• [Your task]
From the line with "Allow API consumer" through the line with "replies prior to", inclusive, return each line of the data below exactly and leave the rest out.

Collected data entries
· · ·

PR #3958, opened 2018-12-04
Set reply UUID

### LINKED ISSUE #3957: allow clients to set UUID for a reply
## Description

Currently we return the UUID of a reply after the reply has been stored. In order for clients with spotty connectivity to be able to store a reply locally and then confirm it has been stored by the server, they need to have some sort of ID that is sent to the server and then returned. We might as well make this the UUID.

## User Stories

As a developer working on the client, I want to be able to send a bunch of replies over a very slow / spotty connection and know which ones were stored and which ones failed.

heartsucker:
## Status

Ready for review

## Description of Changes

Fixes #3957

Allow API consumer to set the `Reply.uuid` in the request to allow clients to easily track in-flight message in their own cache/db.

## Testing

```bash
make test TESTFILES=tests/test_journalist_api.py::test_set_reply_uuid
```

Also play with the api some?

## Deployment

This is a non-breaking change to the API.

### DIFF
--- a/docs/development/journalist_api.rst
+++ b/docs/development/journalist_api.rst
@@ -357,6 +357,9 @@ Requires authentication. Clients are expected to encrypt replies prior to
 submission to the server. Replies should be encrypted to the public key of the
 source.
 
+Including the ``uuid`` field in the request is optional. Clients may want to
+pre-set the ``uuid`` so they can track in-flight messages.
+
 .. code:: sh
 
   POST /api/v1/sources/<source_uuid>/replies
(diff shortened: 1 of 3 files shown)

· · ·

• [Result for this task]
Allow API consumer to set the `Reply.uuid` in the request to allow clients to easily track in-flight message in their own cache/db.

## Testing

```bash
make test TESTFILES=tests/test_journalist_api.py::test_set_reply_uuid
```

Also play with the api some?

## Deployment

This is a non-breaking change to the API.

### DIFF
--- a/docs/development/journalist_api.rst
+++ b/docs/development/journalist_api.rst
@@ -357,6 +357,9 @@ Requires authentication. Clients are expected to encrypt replies prior to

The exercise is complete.